In the HIV life cycle, the HIV-1 integrase enzyme plays a vital role to insert the HIV-1 proviral DNA into the host chromosome. It is a rational target to design inhibitors for HIV treatment and prevention. This chapter focuses on three FDA approved HIV-1 integrase strand transfer inhibitors (INSTIs); raltegravir, elvitegravir and dolutegravir. Raltegravir is the first approved HIV-1 integrase inhibitor. It blocks HIV-1 replication by inhibiting the strand-transfer activities of integrase with a rapid absorption (Tmax ~ 4 h). With twice daily dosing, approximately 83% of raltegravir is bound to human plasma proteins and its terminal elimination half-life is approximately 9 hours. For raltegravir, no adjustment of dosing is necessary for food, gender, age, body mass index, or hepatic and renal function. It has significant anti-HIV potency in both antiretroviral treatment-naïve and treatment-experienced patients. As the second approved HIV-1 integrase inhibitor, elvitegravir is absorbed rapidly with the Tmax being 3-4 h. The absorption of elvitegravir increased up to three folds when it was administered with food. It was approved to be used once daily as part of a fixed-dose combination, known as stribild, which is a complete regimen for the treatment of adults with antiretroviral treatment-naïve HIV-1 infection. Dolutegravir is a second-generation integrase inhibitor that has more rapid and sustained virologic suppression than raltegravir and elvitegravir. It is time to the maximum plasma concentration (Tmax) is 1 h. The terminal elimination half-life of dolutegravir is 13 ~ 14 h. Clinically, dolutegravir is a commonly used antiretroviral regiment for both treatmentnaïve and treatment-experienced patients. In summary, HIV-1 integrase inhibitors are a novel class of antiretroviral drug, which provide a tremendous advancement in AIDS treatment options.

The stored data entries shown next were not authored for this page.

PR #9294, opened 2018-10-09
Fixes lp#1779677: Add more info to 'settings not found' error & log message. 

anastasiamac:
## Description of change

When things go wrong, the more information we can provide the better.
One of the most common error that we see is 'settings not found'. It is a symptom of a variety of different failures, for example failed model destruction. The message of an error does not convey what settings were not found, for what entity.

This PR adds this information.

## Bug reference

https://bugs.launchpad.net/juju/+bug/1779677


anastasiamac:
Actually, there is a bit of stuttering and ugliness in the messages now...

For example, one of the unit tests's message look like 
``` 
cannot read settings for unit "mysql/0" in relation "wordpress:db mysql:server": settings for key "r#0#provider#mysql/0" in "settings"
```
I'll re-word.

PR #9298, opened 2018-10-10
Merge pull request #9296 from wallyworld/cmr-controller-connect-robust

wallyworld:
## Description of change

Forward port https://github.com/juju/juju/pull/9296

Cross model relations required controller->controller connectivity. If a connection fails, the worker restarts but in the case of a dying relation, the units have already left scope on the consuming side and so the offering side is never informed.

Add logic to the worker which will send a forceCleanup=true along with the published relation dying event; this will be the case if a relation change arrives and the life is dying but there's no child worker running for that relation. The offering side will force any relation units to leave scope and thus the relation on the offering side can properly be removed instead of remaining in the dying state.

## QA steps

bootstrap 2 controllers and create a cmr
stop the agent on the offering side
remove the relation on the consuming side
check logs for connection errors
restart the agent
check that the relation is cleaned up on the offering side

## Bug reference

https://bugs.launchpad.net/juju/+bug/1795499


wallyworld:
$$merge$$

PR #9304, opened 2018-10-10
Fix error on <TAB> autocomplete.

ExternalReality:
## Description of change

`upgrade-series` errors on auto-complete since the first line of its help text contains a keyword that `juju`'s bash auto-compete script interprets in the wrong way. There are several ways to handle this, the approach that is taken here is to tweak the bash auto-completion script. 

## QA steps

Reinstall the script from the juju-repo
```bash
make install-etc
```

Autocomplete an `upgrade-series` command
```bash
upgrade-series <TAB>
juju upgrade-series co<TAB>
```
You should get auto-completion instead of a juju "ERROR ...." style error.

### DIFF
--- a/cmd/juju/machine/upgradeseries.go
+++ b/cmd/juju/machine/upgradeseries.go
@@ -137,7 +137,7 @@ See also:
 func (c *upgradeSeriesCommand) Info() *cmd.Info {
 	return &cmd.Info{
 		Name:    "upgrade-series",
-		Args:    "<action> [args]",
+		Args:    "<command> [args]",
 		Purpose: "Upgrade a machine's series.",
 		Doc:     upgradeSeriesDoc,
 	}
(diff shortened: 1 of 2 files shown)


cmd/juju/machine/upgradeseries.go
```diff
@@ -137,7 +137,7 @@ See also:
 func (c *upgradeSeriesCommand) Info() *cmd.Info {
 	return &cmd.Info{
 		Name:    "upgrade-series",
-		Args:    "<action> [args]",
+		Args:    "<command> [args]",
```
ExternalReality: Technically we don't really need to change this.

ExternalReality:
[juju series-upgrade command auto-complete error](https://trello.com/c/JFQtTlmk/660-juju-series-upgrade-command-auto-complete-error)

ExternalReality:
$$MERGE$$

PR #9312, opened 2018-10-12
Fixes lp#1796618:  Don't upload credential on add-model unless explicitly asked to.

anastasiamac:
## Description of change

Juju will always upload a local credential when 'add-model' command is issued.

This is needed when a user explicitly asks to use a particular local credential via --credential option. In this case, before requesting to add a model, the command will try to upload a credential to the controller. If the credential is new on the controller, it will be uploaded without any further checks. If a credential with this name exists on the controller, this effectively becomes an update of an existing credential which entails check of all the models that use it. This update is not entirely appropriate here. There is a separate 'update-credential' command. Here we only need to cater for 'add' credential functionality (when using local credential is desired) and 'use a named credential that I know exists on controller' (when using controller credential is desired). This aspect will be dealt with in subsequent work when we tackle local vs remote clouds/credentials. At the moment, when specifying a credential explicitly while adding a model and if this credential is already on the controller, this command will try to update credential contents and, hence, run all the check necessary for update.

When a credential is not explicitly specified, Juju should not upload local credential. This PR fixes that.

## QA steps

Expected outcomes.
1: Adding a model without specifying a credential should not try to update credential content stored on controller.
2: Adding a model with a credential that does not exist on the controller will upload that credential.
3. Adding a model with a credential known to the controller will try to update credential content.

* bootstrap 
* add model
* add model by specifying new credential via --credential option
* add model by specifying the same credential used during bootstrap via --credential option [This will fail for k8s models for example]

Sample output for a detailed failure:
```
$ microk8s.config | juju add-k8s k8stest
$ juju add-model test k8stest
Added 'test' model on k8stest with credential 'admin' for user 'admin'
$ juju add-model trial k8stest
Added 'trial' model on k8stest with credential 'admin' for user 'admin'
$ juju add-model trial k8stest --credential=admin
Uploading credential 'k8stest/admin/admin' to controller
Failed to upload credential: some models are no longer visible
Credential invalid for:
  test:
    cloud environ provider provider.kubernetesEnvironProvider not valid
  trial:
    cloud environ provider provider.kubernetesEnvironProvider not valid
```

## Bug reference

https://bugs.launchpad.net/juju/+bug/1796618

### DIFF
--- a/cmd/juju/cloud/updatecredential.go
+++ b/cmd/juju/cloud/updatecredential.go
@@ -4,8 +4,6 @@
 package cloud
 
 import (
-	"sort"
-
 	"github.com/juju/cmd"
 	"github.com/juju/errors"
 	"github.com/juju/gnuflag"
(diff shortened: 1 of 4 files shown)


anastasiamac:
[don't upload credential when not asked, lp#1796618](https://trello.com/c/S080PJ7X/475-dont-upload-credential-when-not-asked-lp1796618)

anastasiamac:
$$merge$$

mitechie:
Having an add-model update an existing credential seems like a hidden bomb. Are we sure this is safe and ok to do on the fly? I'd expect an error and forcing a user to be more explicit and update the credential first before using it or just ignoring the local one and preferring the one in the controller in use?

PR #9313, opened 2018-10-12
LXD Profile - Remove feature flag + acceptance tests

SimonRichardson:
## Description of change

The following adds a acceptance test for show machine when using
the lxd profile, along with removing a feature flag from the source code
to allow the acceptance test to pass.

## QA steps

Following the [instructions](https://github.com/juju/juju/blob/develop/acceptancetests/README.md) on installing the dependencies for running the
acceptance tests.

```
./assess_deploy_lxd_profile.py lxd
```


SimonRichardson:
https://trello.com/c/0wH25tfq/670-remove-the-feature-flag-for-lxd-profile

acceptancetests/assess_deploy_lxd_profile.py
```diff
@@ -0,0 +1,82 @@
...
+    client.wait_for(primary)
+
+def assess_juju_lxdprofile_machine(client, args):
+    """ Tests juju status
+
+    Verify with juju status
+    """
+    lxdprofile_machine_verify(client, "juju-{}-lxd-profile-0".format(client.model_name))
+
+def lxdprofile_machine_verify(client, profilename):
```
hmlanigan: Do we want to verify that the profile got written as well?

SimonRichardson: This is verified using the status output. Considering how this works under (gets the information from the lxc API directly) this should be a non-issue.

SimonRichardson:
So the only thing outstanding is the fact that we're using the github reference in the go dependency file. I've got a [PR](https://github.com/juju/charm/pull/265/files) up to fix this in the charm repo. So once that's landed, we're good to go on this one.

SimonRichardson:
$$merge$$

PR #9318, opened 2018-10-15
add-model error when passed nonexistent cloud

Veebers:
## Description of change

Fix the issue when passing the ```add-model``` command a cloud argument that doesn't exist resulting in a nil deference panic.

## QA steps

  - Bootstrap using juju built from develop (or use existing controller)
  - Run: ```juju add-model test this-doesnt-exist```
  - Observe panic

## Documentation changes

N/A

## Bug reference

N/A


Veebers:
$$merge$$

PR #9323, opened 2018-10-16
Fix incorrect machine agent logging path.

ExternalReality:
## Description of change

`Juju` moves the library directory of juju `systemd` init scripts to a the standard location in a `2.4` upgrade step. This upgrade step, however, was writing the services start script with an incorrect logging path. This PR fixes the issue by introducing a `2.4.5` upgrade step which rewrites the files with the correct log path.

## QA steps

This issue only happens on upgrade in `2.4`, due to the error being in an upgrade step, as such we must reproduce the case by upgrading juju from `2.3` to `2.4`:

1. Boostrap with `Juju 2.3`
```bash
snap install juju --channel 2.3 --classic  # Please ensure you are using the right version
juju bootstrap <cloud> test
juju deploy ubuntu # Not strictly necessary since we could check the controller machine
```

2. Upgrade to `Juju 2.4` 
```bash
snap refresh juju --channel 2.4 --classic
juju upgrade-juju -m controller
juju upgrade-juju
```

3. Inspect the `exec-start.sh` to see that the bug has in fact been reproduced
```bash
juju ssh 0 'cat /lib/systemd/system/jujud-machine-0/exec-start.sh'
```
4. Install this PR version of `Juju` (so you get the fix) and upgrade
```bash
snap remove juju
cd <path to juju repo>
go install -v ./...
juju upgrade-juju -m controller --build agent # assuming, of course, you have this PR branch checkout out
juju upgrade-juju
```
6. Wait a few seconds for the files to be rewritten
```bash
juju ssh 0 'cat /lib/systemd/system/jujud-machine-0/exec-start.sh'
```

The script should be corrected and the services should still work.

## Bug reference
https://bugs.launchpad.net/juju/+bug/1793284

### DIFF
--- a/juju/paths/paths.go
+++ b/juju/paths/paths.go
@@ -28,10 +28,18 @@ const (
 	cloudInitCfgDir
 )
 
+const (
+	// NixDataDir is location for agent binaries on *nix operating systems.
+	NixDataDir = "/var/lib/juju"
+
+	// NixDataDir is location for Juju logs on *nix operating systems.
+	NixLogDir = "/var/log"
+)
+
 var nixVals = map[osVarType]string{
 	tmpDir:               "/tmp",
-	logDir:               "/var/log",
-	dataDir:              "/var/lib/juju",
+	logDir:               NixLogDir,
+	dataDir:              NixDataDir,
 	storageDir:           "/var/lib/juju/storage",
 	confDir:              "/etc/juju",
 	jujuRun:              "/usr/bin/juju-run",
--- a/service/agentconf.go
+++ b/service/agentconf.go
@@ -207,7 +207,7 @@ func (s *systemdServiceManager) CreateAgentConf(agentName string, dataDir string
 		kind,
 		name,
 		dataDir,
-		paths.MustSucceed(srvPath, fmt.Errorf("path %s does not exist", srvPath)))
+		srvPath)
 	return AgentConf(info, renderer), nil
 }
 
@@ -315,7 +315,7 @@ func startAgent(name string, kind AgentKind, dataDir string, series string) (err
 		kind,
 		name,
 		dataDir,
-		paths.MustSucceed(srvPath, fmt.Errorf("path %s does not exist", srvPath)),
+		srvPath,
 	)
 	conf := AgentConf(info, renderer)
 	svcName := serviceName(name)
--- a/service/agentconf.go
+++ b/service/agentconf.go
@@ -202,12 +202,12 @@ func (s *systemdServiceManager) CreateAgentConf(agentName string, dataDir string
 		return common.Conf{}, errors.NewNotValid(nil, fmt.Sprintf("agent %q is neither a machine nor a unit", agentName))
 	}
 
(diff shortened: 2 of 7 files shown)


ExternalReality:
[drive by bugfix - log time and date in /var/log/machine-X.log](https://trello.com/c/SrAhJExX/621-drive-by-bugfix-log-time-and-date-in-var-log-machine-xlog)

juju/paths/paths.go
```diff
@@ -28,10 +28,18 @@ const (
 	cloudInitCfgDir
 )
 
+const (
+	// NixDataDir is location for agent binaries on *nix operating systems.
+	NixDataDir = "/var/lib/juju"
+
+	// NixDataDir is location for Juju logs on *nix operating systems.
```
ExternalReality: This is simply a standard `*nix` log dir. You must append "/juju/" to this to get the location for Juju logs on *nix operating systems. Some areas of the code are already doing just that.

service/agentconf.go
```diff
@@ -310,11 +310,12 @@ func startAgent(name string, kind AgentKind, dataDir string, series string) (err
 	if err != nil {
 		return err
 	}
+	srvPath := path.Join(paths.NixLogDir, "juju")
 	info := NewAgentInfo(
 		kind,
 		name,
 		dataDir,
-		paths.MustSucceed(paths.LogDir(series)),
```
ExternalReality: How?

ExternalReality:
!!build!!

ExternalReality:
$$MERGE$$

juju/paths/paths.go
howbazaar: I find it confusing that you have the NixDataDir have the juju suffix but not the NixLogDir (which has a copy / paste error in the comment BTW.

service/agentconf.go
```diff
@@ -202,12 +202,12 @@ func (s *systemdServiceManager) CreateAgentConf(agentName string, dataDir string
 		return common.Conf{}, errors.NewNotValid(nil, fmt.Sprintf("agent %q is neither a machine nor a unit", agentName))
 	}
 
+	srvPath := path.Join(paths.NixLogDir, "juju")
```
howbazaar: This won't work for windows as the NixLogDir isn't right.

ExternalReality:
$$MERGE$$

service/agentconf.go
ExternalReality: Buggers, good catch!

juju/paths/paths.go
ExternalReality: I agree, that is very confusing. I coded this in such a way that it will require minimal change to forward port (for whatever that is worth). The copy Pasta was intentional, when this gets forward ported I will change it will change this and a few other things that are incorrect with respect to the changes in this PR.

service/agentconf.go
manadart: Yes, as I mentioned in https://github.com/juju/juju/pull/9139, this is systemd-specific and should reside under the systemd package. However, that relocation has not yet been undertaken on account of cyclic dependencies that need resolution.

PR #9324, opened 2018-10-16
Prevent duplicate k8s models

wallyworld:
## Description of change

k8s models exist in a namespace named after the unqualified model name.
Extend duplicate checks when creating a new model to account for this k8s behaviour.
At the api facade layer, use the k8s client to check for any existing namespaces.
At the state layer, tweak the dupe checks to use cloud name as qualifier instead of model owner.

## QA steps

deploy a k8s model
attempt to deploy the same model name as a different user


apiserver/facades/client/modelmanager/modelmanager.go
```diff
@@ -89,6 +90,8 @@ type ModelManagerV2 interface {
 	ModelStatus(req params.Entities) (params.ModelStatusResults, error)
 }
 
+type newCaasBrokerFunc func(args environs.OpenParams) (caas.Broker, error)
```
anastasiamac: Oh that's beautiful!! this is what I need to create in credential checks :) Thank you for making me see this!!!

apiserver/facades/client/modelmanager/modelmanager.go
```diff
@@ -499,13 +506,24 @@ func (m *ModelManagerAPI) newCAASModel(cloudSpec environs.CloudSpec,
...
 	}
+
+	// CAAS models exist in a namespace which must be unique.
+	namespaces, err := broker.Namespaces()
+	if err != nil {
+		return nil, errors.Annotate(err, "failed to list namespaces")
+	}
+	nsSet := set.NewStrings(namespaces...)
+	if nsSet.Contains(createArgs.Name) {
+		return nil, errors.NewAlreadyExists(nil, fmt.Sprintf("namespace called %q already exists, would clash with model name", createArgs.Name))
```
anastasiamac: Would not this message be stuttering "..already exists..already exists...."?

wallyworld: No - the New method used is for the case where we want the error type to be AlreadyExists but we need a bespoke message. As opposed to AlreadyExistsf(). All of our error types support this.

wallyworld:
$$merge$$

wallyworld:
$$merge$$

PR #9326, opened 2018-10-16
Remove restriction local charms

kngu9:
## Description of change

This change removes the restriction that collect-metric only works on locally-deployed charms.

## QA steps

Run collect-metrics on any non-locally deployed charm.


kngu9:
!!check!!

kngu9:
!!check!!

kngu9:
!!check!!

PR #9332, opened 2018-10-18
Fix NVMe EBS volumes handling

wallyworld:
## Description of change

Backport https://github.com/juju/juju/pull/9331

More AWS instance types are exposing EBS volumes as NVMe mounts. We need to account for this so that volume registration and Juju storage work correctly together.

## QA steps

Deploy postgres to AWS with Juju 2.4.4. The charm will not come up.
Upgrade to this branch.
Storage is fixed and the charm deploys.

## Bug reference

https://bugs.launchpad.net/juju/+bug/1798001


wallyworld:
$$merge$$

PR #9334, opened 2018-10-18
Ensure all config maps and volumes are deleted when a k8s operator is deleted

wallyworld:
## Description of change

When deleting a k8s application, some operator artifacts (config map and storage volume) were being left behind.

## QA steps

deploy a k8s charm
delete the application
kubectl to check that the operator volume and config maps are gone

### DIFF
--- a/caas/kubernetes/provider/k8s.go
+++ b/caas/kubernetes/provider/k8s.go
@@ -527,9 +527,16 @@ func (k *kubernetesClient) ensureStorageClass(cfg *storageConfig) (*k8sstorage.S
 func (k *kubernetesClient) DeleteOperator(appName string) (err error) {
 	logger.Debugf("deleting %s operator", appName)
 
-	// First delete the config map.
+	// First delete the config map(s).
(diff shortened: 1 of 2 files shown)


wallyworld:
[operator deletion leaves behind storage pv](https://trello.com/c/tkMvKwvY/485-operator-deletion-leaves-behind-storage-pv)

caas/kubernetes/provider/k8s.go
```diff
@@ -1718,6 +1725,10 @@ func operatorConfigMapName(appName string) string {
 	return operatorName(appName) + "-config"
 }
 
+func operatorConfigurationsConfigMapName(appName string) string {
+	return deploymentName(appName) + "-configurations-config"
```
ycliuhw: wondering what the difference between `operatorConfigurationsConfigMapName` and `operatorConfigMapName`

wallyworld: i think this gets created as part of the stateful set setup maybe? no sure, but it is there and is left behind so we ensure it is deleted

wallyworld:
$$merge$$

PR #9335, opened 2018-10-18
http-server: register handlers before starting the server

babbageclunk:
## Description of change

We occasionally see 404s for valid API requests in tests and controllers at startup time. These happen because the workers that register handlers in the http-server's mux (api-server and raft-transport) depend on it, so they start afterwards which means there's a window when http-server is running with no handlers and responds with 404 to all requests. To prevent this, we extract the http-server's outputs (the mux and authenticator) into their own http-server-args worker, make api-server and raft-transport depend on the new worker, and then make http-server depend on those two so that it won't start until all handlers are registered.

Extra details: 
* If the disable-raft feature flag is set, the raft workers (including raft-transport) won't run, so http-server checks the raft-enabled-flag before requiring raft-transport.
* raft-transport was gated by `ifFullyUpgraded`, but this introduced an implicit dependency loop: raft-transport -> upgrader -> api-caller (implicitly) -> http-server -> raft-transport. The transport doesn't actually need upgrade steps to be run, so I moved that gate to the raft worker proper instead (which definitely does need them - there's one in 2.4->2.5).
* Pulled the handler registration in raft-transport out of the loop so that we know it's happened by the time `NewWorker` returns.

## QA steps

* Bootstrap a controller, deploy some applications and relate them, check status looks right and logs don't report errors. Use juju_engine_report to check that dependencies are as expected.
* Upgrade to 2.5 (with the dependency changes).
* Bootstrap with `features=[disable-raft]` and make the same checks.

## Documentation changes

None.

### DIFF
--- a/worker/caasoperator/caasoperator_test.go
+++ b/worker/caasoperator/caasoperator_test.go
@@ -281,14 +281,14 @@ func (s *WorkerSuite) TestWorkerDownloadsCharm(c *gc.C) {
 }
 
 func (s *WorkerSuite) assertUniterStarted(c *gc.C) (worker.Worker, watcher.NotifyChannel) {
-	var (
-		uniterStarted      int32
-		applicationChannel atomic.Value
-	)
+	applicationChannel := make(chan watcher.NotifyChannel)
 	s.config.StartUniterFunc = func(runner *worker.Runner, params *uniter.UniterParams) error {
 		c.Assert(params.UnitTag.Id(), gc.Equals, "gitlab/0")
-		atomic.AddInt32(&uniterStarted, 1)
-		applicationChannel.Store(params.ApplicationChannel)
+		select {
+		case applicationChannel <- params.ApplicationChannel:
+		case <-time.After(coretesting.LongWait):
+			c.Fatalf("timeout sending application channel")
+		}
 		return nil
 	}
 
@@ -306,12 +306,12 @@ func (s *WorkerSuite) assertUniterStarted(c *gc.C) (worker.Worker, watcher.Notif
 		c.Fatal("timed out sending unit change")
 	}
 
-	for attempt := coretesting.LongAttempt.Start(); attempt.Next(); {
-		if atomic.LoadInt32(&uniterStarted) > 0 {
-			return w, applicationChannel.Load().(watcher.NotifyChannel)
-		}
+	select {
+	case channel := <-applicationChannel:
+		return w, channel
+	case <-time.After(coretesting.LongWait):
+		c.Fatalf("timeout while waiting for uniter to start")
 	}
-	c.Fatalf("timeout while waiting for uniter to start")
 	panic("not reachable")
 }
 


babbageclunk:
There are caasoperator failures here that seem intermittent, I can't reproduce them even under stress-race. :(

!!build!!

babbageclunk:
Although I did find a race that causes a panic in the tests, so I've fixed that.

worker/httpserver/manifold.go
```diff
@@ -99,11 +111,27 @@ func (config ManifoldConfig) start(context dependency.Context) (_ worker.Worker,
...
-	var clock clock.Clock
-	if err := context.Get(config.ClockName, &clock); err != nil {
+	var mux *apiserverhttp.Mux
+	if err := context.Get(config.MuxName, &mux); err != nil {
 		return nil, errors.Trace(err)
 	}
 
+	// We don't actually need anything from these workers, but we
+	// shouldn't start until they're available.
+	if err := context.Get(config.APIServerName, nil); err != nil {
```
howbazaar: I'm kinda surprised that this works, but I'm pleased it does.

worker/httpserver/manifold.go
```diff
@@ -99,11 +111,27 @@ func (config ManifoldConfig) start(context dependency.Context) (_ worker.Worker,
...
+	if err := context.Get(config.RaftEnabledName, &raftEnabled); err != nil {
+		return nil, errors.Trace(err)
+	}
+	if raftEnabled.Check() {
+		if err := context.Get(config.RaftTransportName, nil); err != nil {
+			return nil, errors.Trace(err)
+		}
+	}
+
 	var stTracker workerstate.StateTracker
```
howbazaar: I don't think we need the state tracker any more. I think it was juts there to create the authenticator.

worker/httpserver/manifold.go
```diff
@@ -159,55 +180,7 @@ func (config ManifoldConfig) start(context dependency.Context) (_ worker.Worker,
...
-	authenticator httpcontext.LocalMacaroonAuthenticator
-	cleanupOnce   sync.Once
-	cleanup       func()
-}
-
-func (w *wrapperWorker) Wait() error {
-	err := w.Worker.Wait()
-	w.cleanupOnce.Do(w.cleanup)
-	return err
+	return common.NewCleanupWorker(w, func() { stTracker.Done() }), nil
```
howbazaar: If we don't need the tracker, this gets simpler.

worker/httpserverargs/manifold.go
```diff
@@ -0,0 +1,145 @@
...
+
+	"github.com/juju/juju/apiserver/apiserverhttp"
+	"github.com/juju/juju/apiserver/httpcontext"
+	workerstate "github.com/juju/juju/worker/state"
+)
+
+// ManifoldConfig holds the resources needed to run an httpserverargs
+// worker.
+type ManifoldConfig struct {
+	ClockName string
```
howbazaar: I don't expect you to change this, but I think a manifold that just holds the clock is a waste given that we always need it and the original manifold config has the clock. I prefer to just pass the clock itself in rather than get it from the clock worker. I'd loke to change all workers to do this.

worker/httpserverargs/manifold.go
```diff
@@ -0,0 +1,145 @@
...
+			return nil
+		case authenticatorType.AssignableTo(elemType):
+			rv.Elem().Set(reflect.ValueOf(w.authenticator))
+			return nil
+		}
+	}
+	return errors.Errorf("unexpected output type %T", out)
+}
+
+func newWorker(
```
howbazaar: Very nice and simple. I like it.

worker/httpserver/manifold.go
babbageclunk: I was hoping to get rid of it too, but unfortunately we still need it for `newTLSConfig`.

worker/httpserver/manifold.go
babbageclunk: :(

worker/caasoperator/caasoperator_test.go
```diff
@@ -281,14 +281,14 @@ func (s *WorkerSuite) TestWorkerDownloadsCharm(c *gc.C) {
 }
 
 func (s *WorkerSuite) assertUniterStarted(c *gc.C) (worker.Worker, watcher.NotifyChannel) {
-	var (
-		uniterStarted      int32
-		applicationChannel atomic.Value
-	)
+	applicationChannel := make(chan watcher.NotifyChannel, 1)
```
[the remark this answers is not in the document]
babbageclunk: I wasn't sure that the start func would only be called once, but I am now - I'll change it to unbuffered.

worker/httpserver/manifold.go
babbageclunk: Yeah, same - it's documented in the interface, so the behaviour's deliberate. Thanks Will!

worker/httpserverargs/manifold.go
babbageclunk: Thanks!

babbageclunk:
$$merge$$

babbageclunk:
$$merge$$

babbageclunk:
This is a fix for (the 404s in) https://bugs.launchpad.net/juju/+bug/1792299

Despite multiple therapeutic options available to HIV patients that include several classes of antiretrovirals (ARVs) the HIV pandemic has reportedly affected more than 35 million patients in 2014. Optimizing treatment success requires new ARV molecules and an adherence to treatment above 95%. Long-acting ARV formulations that could be administered every 1-3 months offer a promising solution to these two priorities.

Long-acting ARVs are available as nanoformulations, achieve high intracellular concentrations and a good tissue distribution. Thus, long-acting ARVs could be used for both pre and post-exposure prophylaxis as well as for the treatment of the HIV infections. Moreover, long-acting ARV could significantly increase adherence to treatment while also displaying fewer adverse effects and offering an economic alternative in non-adherent HIV infected patients failing on other ARV therapies. Still, there is insufficient data on these formulations and further studies on HIV patients are needed to assess issues related to the pharmacokinetics, safety, tolerance, efficacy and potential combinations with other ARV drugs. The longacting ARV candidates in the latest stages of development are GSK744 -an Integrase Strand Transfer Inhibitor and TMC278 -a Non-nucleoside Reverse Transcriptase Inhibitor.

The current chapter reviews the results of various trials on GSK744 and TMC278 longacting ARV candidates, their advantages and disadvantages compared with the ARV drugs already in use as well as the possibility to comply with HAART principles thus becoming a reliable alternative to current ARV drugs.